(Saved entries)
________________
Issue #3073, opened 2018-01-23
nginx reverse proxy


kugan49:
I saw some person who have set pyload and nginx to address website via http://servername/pyload/

How can I do this ?

GammaC0de:
Does is have to be nginx  or apache is acceptable too?

kugan49:
I already use nginx (I'm on raspberry Pi) so I can't use anything else. Any ideas ?

GammaC0de:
________________
What to work on:
For every entry in the records above, write an exact copy.

Solved exercise:
Issue #3073, opened 2018-01-23
nginx reverse proxy


kugan49:
I saw some person who have set pyload and nginx to address website via http://servername/pyload/

How can I do this ?

GammaC0de:
Does is have to be nginx  or apache is acceptable too?

kugan49:
I already use nginx (I'm on raspberry Pi) so I can't use anything else. Any ideas ?

GammaC0de:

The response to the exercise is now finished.